Instructions to follow: Look through the listing below and write out exactly the lines from the line with "rajat641: @nijel , Yes" to the line with "I apologize for", both included, and no others.

Dataset records:
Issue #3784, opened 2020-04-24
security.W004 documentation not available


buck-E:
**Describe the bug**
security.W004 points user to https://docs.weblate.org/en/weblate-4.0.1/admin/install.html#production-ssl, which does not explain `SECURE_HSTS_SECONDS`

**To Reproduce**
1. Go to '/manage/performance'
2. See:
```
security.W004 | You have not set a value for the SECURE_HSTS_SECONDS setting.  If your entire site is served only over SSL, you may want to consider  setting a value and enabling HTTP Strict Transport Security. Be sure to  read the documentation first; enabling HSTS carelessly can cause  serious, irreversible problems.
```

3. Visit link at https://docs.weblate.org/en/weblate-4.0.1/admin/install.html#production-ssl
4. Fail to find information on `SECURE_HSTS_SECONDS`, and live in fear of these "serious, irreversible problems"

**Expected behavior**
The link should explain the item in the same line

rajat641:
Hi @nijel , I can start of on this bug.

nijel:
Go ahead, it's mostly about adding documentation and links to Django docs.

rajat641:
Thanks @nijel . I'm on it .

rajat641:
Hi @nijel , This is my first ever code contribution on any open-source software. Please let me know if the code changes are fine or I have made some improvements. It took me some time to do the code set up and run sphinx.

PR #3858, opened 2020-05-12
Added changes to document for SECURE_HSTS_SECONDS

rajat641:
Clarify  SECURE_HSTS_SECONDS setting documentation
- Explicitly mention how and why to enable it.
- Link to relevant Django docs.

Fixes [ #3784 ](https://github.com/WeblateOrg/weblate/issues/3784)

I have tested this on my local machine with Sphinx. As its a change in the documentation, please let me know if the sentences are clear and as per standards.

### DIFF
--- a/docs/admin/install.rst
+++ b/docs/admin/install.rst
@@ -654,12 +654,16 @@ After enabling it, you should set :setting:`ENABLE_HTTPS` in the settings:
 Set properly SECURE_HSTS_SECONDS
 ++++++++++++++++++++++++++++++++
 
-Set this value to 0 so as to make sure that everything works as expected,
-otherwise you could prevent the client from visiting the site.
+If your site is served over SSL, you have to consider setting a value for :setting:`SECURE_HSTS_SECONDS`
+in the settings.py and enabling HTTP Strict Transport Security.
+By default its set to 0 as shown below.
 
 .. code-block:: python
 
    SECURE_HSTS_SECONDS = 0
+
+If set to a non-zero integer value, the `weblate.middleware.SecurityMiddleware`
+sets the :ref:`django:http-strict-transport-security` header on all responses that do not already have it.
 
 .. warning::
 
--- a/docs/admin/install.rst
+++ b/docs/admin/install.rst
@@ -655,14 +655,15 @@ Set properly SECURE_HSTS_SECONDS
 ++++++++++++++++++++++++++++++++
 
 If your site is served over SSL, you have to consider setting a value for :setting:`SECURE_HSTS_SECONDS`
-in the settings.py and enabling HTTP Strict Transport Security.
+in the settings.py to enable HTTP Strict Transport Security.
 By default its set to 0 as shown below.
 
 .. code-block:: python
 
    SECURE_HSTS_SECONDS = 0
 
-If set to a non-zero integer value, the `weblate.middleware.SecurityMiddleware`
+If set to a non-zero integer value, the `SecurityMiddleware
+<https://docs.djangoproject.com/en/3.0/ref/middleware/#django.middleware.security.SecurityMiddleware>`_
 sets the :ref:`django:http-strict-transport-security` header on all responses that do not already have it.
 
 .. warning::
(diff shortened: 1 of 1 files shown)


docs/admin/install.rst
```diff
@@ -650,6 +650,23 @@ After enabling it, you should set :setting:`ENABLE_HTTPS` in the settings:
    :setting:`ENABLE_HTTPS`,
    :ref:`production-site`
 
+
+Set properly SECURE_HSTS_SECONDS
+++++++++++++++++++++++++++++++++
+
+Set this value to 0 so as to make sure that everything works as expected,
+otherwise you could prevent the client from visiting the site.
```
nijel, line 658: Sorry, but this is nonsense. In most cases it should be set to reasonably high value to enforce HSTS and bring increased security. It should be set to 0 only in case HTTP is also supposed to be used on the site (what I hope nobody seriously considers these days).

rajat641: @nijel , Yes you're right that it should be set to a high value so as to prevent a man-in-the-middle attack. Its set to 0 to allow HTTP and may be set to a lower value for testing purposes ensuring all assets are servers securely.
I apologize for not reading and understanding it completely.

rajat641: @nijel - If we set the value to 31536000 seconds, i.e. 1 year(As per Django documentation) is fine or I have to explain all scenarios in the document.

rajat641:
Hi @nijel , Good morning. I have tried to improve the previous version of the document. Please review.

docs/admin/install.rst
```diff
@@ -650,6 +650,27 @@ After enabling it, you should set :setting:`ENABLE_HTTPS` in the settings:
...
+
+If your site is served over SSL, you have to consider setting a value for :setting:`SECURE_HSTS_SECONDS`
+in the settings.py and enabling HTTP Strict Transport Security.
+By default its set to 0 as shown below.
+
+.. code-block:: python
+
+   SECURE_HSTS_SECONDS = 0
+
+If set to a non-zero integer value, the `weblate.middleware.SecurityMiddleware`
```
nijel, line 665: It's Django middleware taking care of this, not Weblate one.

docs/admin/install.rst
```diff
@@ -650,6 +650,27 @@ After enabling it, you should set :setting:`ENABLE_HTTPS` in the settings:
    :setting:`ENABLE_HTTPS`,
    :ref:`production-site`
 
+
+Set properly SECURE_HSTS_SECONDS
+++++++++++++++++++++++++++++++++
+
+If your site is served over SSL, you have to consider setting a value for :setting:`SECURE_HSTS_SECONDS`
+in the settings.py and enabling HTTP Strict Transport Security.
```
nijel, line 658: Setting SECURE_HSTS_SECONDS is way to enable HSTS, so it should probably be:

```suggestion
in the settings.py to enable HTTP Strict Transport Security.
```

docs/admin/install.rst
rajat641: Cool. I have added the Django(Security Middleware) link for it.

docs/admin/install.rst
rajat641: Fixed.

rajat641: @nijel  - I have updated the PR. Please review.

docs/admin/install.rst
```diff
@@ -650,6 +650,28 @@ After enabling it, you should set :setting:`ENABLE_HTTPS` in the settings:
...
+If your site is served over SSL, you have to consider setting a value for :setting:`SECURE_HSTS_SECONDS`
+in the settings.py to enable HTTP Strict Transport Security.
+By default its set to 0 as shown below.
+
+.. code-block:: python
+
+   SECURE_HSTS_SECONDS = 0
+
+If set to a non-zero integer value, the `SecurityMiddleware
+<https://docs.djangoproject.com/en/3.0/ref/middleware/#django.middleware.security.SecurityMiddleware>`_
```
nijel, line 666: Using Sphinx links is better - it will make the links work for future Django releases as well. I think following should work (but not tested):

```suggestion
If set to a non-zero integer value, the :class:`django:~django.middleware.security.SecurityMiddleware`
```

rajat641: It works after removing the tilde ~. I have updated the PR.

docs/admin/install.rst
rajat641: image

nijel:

...

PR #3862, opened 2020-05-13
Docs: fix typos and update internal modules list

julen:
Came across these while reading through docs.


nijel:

Answer to the problem:
rajat641: @nijel , Yes you're right that it should be set to a high value so as to prevent a man-in-the-middle attack. Its set to 0 to allow HTTP and may be set to a lower value for testing purposes ensuring all assets are servers securely.
I apologize for not reading and understanding it completely.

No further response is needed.